Dee’s Grilled Coconut Shrimp
A unique, quick and delicious coconut shrimp without the frying!
What you’ll need:
½ cup organic coconut milk
¼ cup light brown sugar
2 Tablespoons honey whiskey or spiced rum
1 Tablespoon freshly squeezed lime juice
1 pound jumbo shrimp or prawns, peeled and deveined
1 Tablespoon of shredded unsweetened coconut
Thin wooden skewers soaked in water for 1 hour before use
- Combine coconut milk, brown sugar, whiskey (or rum), and lime juice in a large bowl. Whisk until sugar is dissolved.
- Divide the mixture in half to use as both marinade and glaze.
- Add shrimp to a zip lock baggie or bowl. Pour the half of the mixture that is to be used for the marinade into the bag to cover the shrimp.

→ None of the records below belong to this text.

PR #384, opened 2023-10-20
Line animation cleanup

alantreadway:
Grab-bag of changes + cleanup whilst trying to improve animation test accuracy:
- Partial rework of `spyOnAnimationManager()` to allow `requestAnimationFrame` mocking - this is not practically used right now, see the (partially reverted) commit for the intended pattern I think we should move towards: 35d5ed0fddb83b6ea679e937111ff33d4fa7c926
- Support in `fromToMotion` and `staticFromToMotion` for `start` and `finish` properties, allowing animation-related boolean flags to be set at start/end of animation as needed.
- Attempt to fix markers jumping to final state without being animated in `LineSeries`.
- Cleanup of `Path` clipping code; skips transform mutation if `clipScalingX/Y` properties are set to `1`.
- Partial rework of `HdpiCanvas.context` to allow use of `Proxy` in the future, rather than mutating the context object directly.


packages/ag-charts-community/src/chart/test/utils.ts
```diff
@@ -331,9 +342,22 @@ export async function createChart(options: AgChartOptions) {
     return chart;
 }
 
+let activeAnimateCb: ((totalDuration: number, ratio: number) => Promise<void>) | undefined;
 export function spyOnAnimationManager() {
```
alexanderby, line 346: 🕵️‍♂️

alexanderby (approved):

lsjroberts (approved):
Think I understand what's going on 😅, looks good

PR #392, opened 2023-10-23
AG-9022 a11y: Change error bar docs customisation style

olegat:
Generally speaking, it's more readable for the docs to have CSS colour names in plain English. The colours should also be accessible on to wide range of colour blindnesses and vision loses. The colours should ideally also be visible on both the light and dark themes.

'pink' and 'red' seem to be the best colours for these requirements.

Tested using the 'A11Y - Color blindness empathy test' Chrome Extension: https://chrome.google.com/webstore/detail/a11y-color-blindness-empa/idphhflanmeibmjgaciaadkmjebljhcc

Other good colours could include:

-   Colour 1: 'blue', 'lightblue', 'cyan'
-   Colour 2: 'red', 'orange', 'gold'

However, many of these colours are not so distinguishable to people with Achromatopsia. Some of these colour like blue and orange don't look great on a dark background either.

### DIFF
--- a/packages/ag-charts-website/src/content/docs/error-bars/_examples/customisation/main.ts
+++ b/packages/ag-charts-website/src/content/docs/error-bars/_examples/customisation/main.ts
@@ -17,11 +17,11 @@ const options: AgChartOptions = {
                 xUpperKey: 'volUpper',
                 yLowerKey: 'presLower',
                 yUpperKey: 'presUpper',
-                stroke: '#4A4A93',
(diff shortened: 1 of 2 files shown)


alantreadway (approved):
LGTM - I would suggest running this past Rob once it's on the testing server?

olegat:
> LGTM - I would suggest running this past Rob once it's on the testing server?

Will do 👍

PR #393, opened 2023-10-23
AG-9017 Error Bar Formatters

olegat:

Implement formatters on error bar whiskers and caps.

Depends on PR #383


olegat:
unit/e2e tests pending... but some rudimentary tests were manually done in plunker: https://plnkr.co/edit/S29uKixcbgb0yW2h?open=main.js

packages/ag-charts-community/src/util/object.ts
```diff
@@ -59,3 +59,16 @@ export function mergeDefaults<TSource extends Record<string, any>, TArgs extends
 
     return target as Intersection<Exclude<TArgs[number], FalsyType>>;
 }
+
+// Similar to Object.assign, but only copy an explicit set of keys.
+export function partialAssign<T>(keysToCopy: (keyof T)[], target: T, source?: Partial<T>): T {
+    if (source !== undefined) {
```
alantreadway: Nit: Maybe short-circuit the `source === undefined` case up-front to remove a level of nesting? Also I would prefer using a standard `for ... of` loop over `.forEach()` if the difference is trivial, since it's both a bit more readable and less overhead?

packages/ag-charts-enterprise/src/features/error-bar/errorBarNode.ts
```diff
@@ -44,14 +65,64 @@ export class ErrorBarNode extends _Scene.Group {
...
+            if (formatters.formatter !== undefined) {
+                const result = formatters.formatter(params);
+                this.applyStyling(whiskerPath, result);
+                this.applyStyling(capsPath, result);
+                this.applyStyling(capsPath, result?.cap);
+            }
+
+            if (formatters.cap.formatter !== undefined) {
+                const result = formatters.cap.formatter(params);
+                this.applyStyling(capsPath, result);
```
alantreadway: `capsPath` is having settings applied multiple times - it would be better to calculate the styles and apply once, as the current approach has the possibility of triggering false-positive change-detection due to flip-flopping on style changes between the different inputs.

packages/ag-charts-community/src/util/object.ts
olegat: Done.

packages/ag-charts-enterprise/src/features/error-bar/errorBarNode.ts
olegat: That's a good idea. I've repurposed `mergeDefaults` from the box-plot series to avoid calling `applyStyling` more than once for each node.

alantreadway (approved):
LGTM - thanks for following up, note there are some linter failures.

olegat:
> LGTM - thanks for following up, note there are some linter failures.

Linter failures resolved.

PR #396, opened 2023-10-24
AG-8636 Add min visible items options to zoom

lsjroberts:
https://ag-grid.atlassian.net/browse/AG-8636

This replaces `minRatioX` with `minVIsibleItemsX`.


packages/ag-charts-community/src/chart/cartesianChart.ts
```diff
@@ -56,6 +56,7 @@ export class CartesianChart extends Chart {
                 paddedRect: seriesPaddedRect,
                 visible: visibility.series,
                 shouldFlipXY: this.shouldFlipXY(),
+                minRect: (this.series[0] as CartesianSeries<any, any>).getMinRect?.(),
```
lsjroberts, line 59: This could be improved if we passed the series type into `Chart<CartesianSeries>` perhaps?

packages/ag-charts-community/src/chart/cartesianChart.ts
```diff
@@ -47,6 +47,14 @@ export class CartesianChart extends Chart {
 
         this.hoverRect = seriesPaddedRect;
 
+        const minRects = this.series.map((series) => (series as CartesianSeries<any, any>).getMinRect?.());
```
lsjroberts: This could be improved if we passed the series type into `Chart<CartesianSeries>` perhaps?

packages/ag-charts-enterprise/src/features/zoom/__image_snapshots__/zoom-test-ts-zoom-scrolling-should-zoom-in-then-out-1-snap.png
lsjroberts, line 1: This is expected as a result of changing the zoom scrolling speed in c35a55e9ce61bd4026e503aef98e2cbe351332a6. It now scales the speed based on the zoom level, so zooming back out one step will be a smaller amount than the original zoom in by one step.

This feels more natural overall as it slows down the rate of zooming as you go further in.

packages/ag-charts-community/src/chart/cartesianChart.ts
alantreadway: Maybe add the `getMinRect()` definition to `ISeries` to avoid the need to cast?

packages/ag-charts-enterprise/src/features/zoom/zoom.ts
```diff
@@ -288,11 +291,30 @@ export class Zoom extends _ModuleSupport.BaseModuleInstance implements _ModuleSu
...
+            this.minRatioX ||= Math.min(1, round(normalisedWidthRatio, DECIMALS));
+        }
+
+        if (this.isScalingY()) {
+            const heightRatio = (minRect.height * this.minVisibleItemsY) / paddedRect.height;
+            const normalisedHeightRatio = heightRatio * (zoom.y.max - zoom.y.min);
+            this.minRatioY ||= Math.min(1, round(normalisedHeightRatio, DECIMALS));
+        }
+
+        this.minRatioX ||= this.minRatioY || 0;
```
alantreadway, line 316: Nit: I'm a little confused by the use of `||` and `||=` on `number` properties here - could we use `??` and `??=` instead?

lsjroberts: When the chart first loads, the `getMinRect()` looks at the `contextNodeData` but it is an empty array initially. So the width and height of the rect are 0.

When the next layout completes, i.e. next interaction, it looks again and calculates it correctly.

Using `||=` instead of `??=` ensures it gets set to something after the first 0 but also prevents it from fluctuating due to fractions as you zoom in, causing inconsistencies in the zoom limits.

Perhaps instead it'd be better if the layout event returns `undefined` if there's no `contextNodeData`.

packages/ag-charts-community/src/chart/cartesianChart.ts
lsjroberts: This is only needed for cartesian series for now, but I presume we'll be making it work for other series at some point

packages/ag-charts-enterprise/src/features/zoom/zoom.ts
lsjroberts: I've updated this to use `undefined` for empty `contextNodeData`, but it remains simpler to use `||=` for these ratios and default them to 0. The effect of it being 0 or undefined would be the same, i.e. infinite zoom depth allowed, but defaulting to 0 skips a bunch of checking elsewhere.

alantreadway (approved):
LGTM - thanks for the updates + explaination.

PR #399, opened 2023-10-24
AG-9272 Add unit test for error bar cursor

olegat:

Tested manually in [Plunker](https://plnkr.co/edit/Ufro6XZAiV0HO6B8?open=main.js)

### DIFF
--- a/packages/ag-charts-enterprise/src/features/error-bar/errorBar.test.ts
+++ b/packages/ag-charts-enterprise/src/features/error-bar/errorBar.test.ts
@@ -656,7 +656,7 @@ describe('ErrorBars', () => {
 
     it('should use correct cursor', async () => {
         const getCursor = () => {
-            return chart['cursorManager']['element'].style.cursor;
+            return chart.getModuleContext().cursorManager.getCursor();
         };
         chart = deproxy(
             AgEnterpriseCharts.create({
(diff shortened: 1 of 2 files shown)


packages/ag-charts-enterprise/src/features/error-bar/errorBar.test.ts
```diff
@@ -602,4 +602,29 @@ describe('ErrorBars', () => {
         await clickAction(x + width - 1, y)(chart);
         await compare();
     });
+
+    it('should use correct cursor', async () => {
+        const getCursor = () => {
+            return chart['cursorManager']['element'].style.cursor;
+        };
```
alantreadway: Seems a little fragile, but I'm ok with this as long as we don't repeat it elsewhere (or have one place we define this) - could you move this to a test utility function, perhaps as a sibling to where `hoverAction()` is declared?

I think it might be better to also use a cast as early as possible so that trivial refactors highlight a break here?

e.g. `(chart as Chart).getModuleContext().cursorManager.element?.style.cursor` might be a better way to go (make `element` a `public readonly` field on `CursorManager` for test purposes perhaps?

olegat: I agree, it's unsafe code. In this case I think it's okay because it's just a test. It will fail if we refactor the cursor manager but won't affect the integrity of the charts library.

That said, the `getModuleContext()` approach that you're suggesting is better, because the failure will be raised sooner by the compiler / IDE.

I'll make these changes.

olegat: I've replaced this with `chart.getModuleContext().cursorManager.getCursor()`

olegat:
Rebased & Resolved merge conflict in _errorBar.test.ts_

PR #410, opened 2023-10-26
AG-9254 Update animation docs and remove old examples

lsjroberts:
https://ag-grid.atlassian.net/browse/AG-9254

I imagine we will go through a few interations of the text, but this is a first pass with the two main sections of the initial load and data updates animations, plus the only option currently of `duration`.

If we need test cases from the deleted examples, we can create more "hidden" pages to exercise those.


alantreadway (approved):
LGTM - I'll review the examples once they are on testing.

PR #411, opened 2023-10-26
AG-9272 QA Feedback: Click Events

olegat:

### DIFF
--- a/packages/ag-charts-community/src/module/moduleMap.ts
+++ b/packages/ag-charts-community/src/module/moduleMap.ts
@@ -55,4 +55,10 @@ export class ModuleMap<M extends Module<C, I>, C, I extends ModuleInstance = Mod
     isModuleEnabled(module: M) {
         return this.modules[module.optionsKey] != null;
     }
+
+    *[Symbol.iterator](): IterableIterator<I> {
+        for (const { instance } of Object.values(this.modules)) {
+            yield instance;
+        }
+    }
 }
--- a/packages/ag-charts-enterprise/src/features/error-bar/errorBar.ts
+++ b/packages/ag-charts-enterprise/src/features/error-bar/errorBar.ts
@@ -302,8 +302,15 @@ export class ErrorBars
     }
 
     private pickDatum(event: _ModuleSupport.InteractionEvent): ErrorBarNodeDatum | undefined {
-        const node = this.groupNode.pickNode(event.offsetX, event.offsetY);
-        return node?.datum;
+        // The error bars cover part of series datum node (marker/bar). If this part is clicked on, then
+        // that triggers the event twice (once in the Series class, and once in this ErrorBars class).
+        // We don't want that, so check whether the event hits a series node datum:
+        const seriesNode = this.cartesianSeries.contentGroup.pickNode(event.offsetX, event.offsetY);
+        if (seriesNode !== undefined) {
+            return undefined; // Ignore this event, it's already being handled by the series.
+        }
+        const errorBarNode = this.groupNode.pickNode(event.offsetX, event.offsetY);
+        return errorBarNode?.datum;
     }
 
     private onHoverEvent(event: _ModuleSupport.InteractionEvent<'hover'>) {
--- a/packages/ag-charts-enterprise/src/features/error-bar/errorBar.ts
+++ b/packages/ag-charts-enterprise/src/features/error-bar/errorBar.ts
@@ -1,4 +1,4 @@
-import type { AgErrorBarOptions, AgErrorBarThemeableOptions, _Scale } from 'ag-charts-community';
+import type { AgErrorBarOptions, AgErrorBarThemeableOptions, InteractionRange, _Scale } from 'ag-charts-community';
 import { AgErrorBarSupportedSeriesTypes, _ModuleSupport, _Scene } from 'ag-charts-community';
 
 import type {
@@ -14,6 +14,7 @@ const {
     mergeDefaults,
     valueProperty,
     ChartAxisDirection,
+    SeriesNodePickMode,
     Validate,
     OPT_BOOLEAN,
     OPT_COLOR_STRING,
@@ -45,6 +46,8 @@ type AnyDataModel = _ModuleSupport.DataModel<any, any, any>;
 type AnyProcessedData = _ModuleSupport.ProcessedData<any>;
 type AnyScale = _Scale.Scale<any, any, any>;
 type HighlightNodeDatum = NonNullable<_ModuleSupport.HighlightChangeEvent['currentHighlight']>;
+type InteractionEvent<T extends _ModuleSupport.InteractionEvent['type'] = _ModuleSupport.InteractionEvent['type']> =
+    _ModuleSupport.InteractionEvent<T>;
 
 type SeriesDataPrerequestEvent = _ModuleSupport.SeriesDataPrerequestEvent;
 type SeriesDataProcessedEvent = _ModuleSupport.SeriesDataProcessedEvent;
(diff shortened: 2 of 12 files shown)


packages/ag-charts-enterprise/src/features/error-bar/errorBar.ts
```diff
@@ -297,25 +303,89 @@ export class ErrorBars
...
+    private checkInteractionEventOverlap(event: InteractionEvent, range: InteractionRange): boolean {
+        if (range === 'nearest') {
+            return false;
+        }
+        // The error bars cover part of series datum node (marker/bar). If this part is clicked on, then
+        // that triggers the event twice (once in the Series class, and once in this ErrorBars class).
+        // We don't want that because there is an API for adding listeners to 'nodeClick' and
+        // 'nodeDoubleClick' events. Therefore, check whether the event hits a series node datum:
+        if (range === 'exact' || range === 0) {
+            const seriesNode = this.cartesianSeries.contentGroup.pickNode(event.offsetX, event.offsetY);
```
alantreadway: `pickNode()` is a potentially expensive operation, we should avoid executing it multiple times (it's already in-play from a series perspective?) here and below.

Maybe we could consider 'disarming' the error-bar clickable state based upon the currently highlighted datum state?

packages/ag-charts-enterprise/src/features/error-bar/errorBarNode.ts
```diff
@@ -170,52 +200,57 @@ export class ErrorBarNode extends _Scene.Group {
         }
         caps.path.closePath();
         caps.markDirtyTransform();
+    }
+
+    updateBBoxes(...ranges: InteractionRange[]): void {
```
alantreadway: I'm just wondering if we should improve the scene-graph support for this type of operation, rather than have all of this behaviour as `ErrorBar`-specific functionality?

`Group.computeBBox()` already exists, and I think we could improve the `Group.containsPoint()` handling for this case (specifically, allow `Group` to configurably have accurate bounding-box handling)?

packages/ag-charts-enterprise/src/features/error-bar/errorBarNode.ts
```diff
@@ -29,17 +30,46 @@ export type ErrorBarCapFormatter = (params: AgErrorBarFormatterParams) => AgErro
 
 type CapDefaults = NonNullable<ErrorBarNodeDatum['capDefaults']>;
 
+function toPixelRange(range: InteractionRange): PixelSize {
+    return typeof range === 'string' ? 0 : range;
+}
+
+class HierarchialBBox {
```
alantreadway, line 34: See my other comment, but I'm thinking these behaviours are not error-bar specific?

packages/ag-charts-enterprise/src/features/error-bar/errorBar.ts
olegat: Yes, `pickNode()` is not ideal. However, we cannot use the highlight state to determine whether a node is clickable because we provide the option to customise the highlight and click range separately:
```
{
  tooltip: { range: "exact" },
  series: [ { nodeClickRange: 10 } ],
}
```
This example makes it possible to click an unhighlighted node if the user clicks within a range of 10 pixels.

Essentially this function just needs to check whether the series node datum that the error bars map to is handling the event. So it doesn't need to do hit-testing for all of the nodes in `contentGroup`. We might be able to add a optimised method to just do hit-testing on a single a datum. Example:
```typescript
private checkInteractionEventOverlap(datum: ErrorBarNodeDatum, event: InteractionEvent, range: InteractionRange): boolean {
    if (this.cartesianSeries.checkDatumHit(datum, event, range)) {
        return false;
    }
    return true;
}
```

- Place in fridge for 1 hour.
- Start the glaze after the shrimp has been marinating for about 40 minutes
- Place the coconut milk mixture saved for the glaze in a small saucepan over low-medium heat. Bring to a simmer and stir constantly, until thickened slightly.
- Remove from heat.
- Remove shrimp from refrigerator and thread on skewers.
- Grill shrimp about 2 minutes on each side or until cooked through. DO NOT overcook the shrimp!
- Remove from grill and brush glaze on the shrimp
- Sprinkle coconut shreds on top of the shrimp and serve.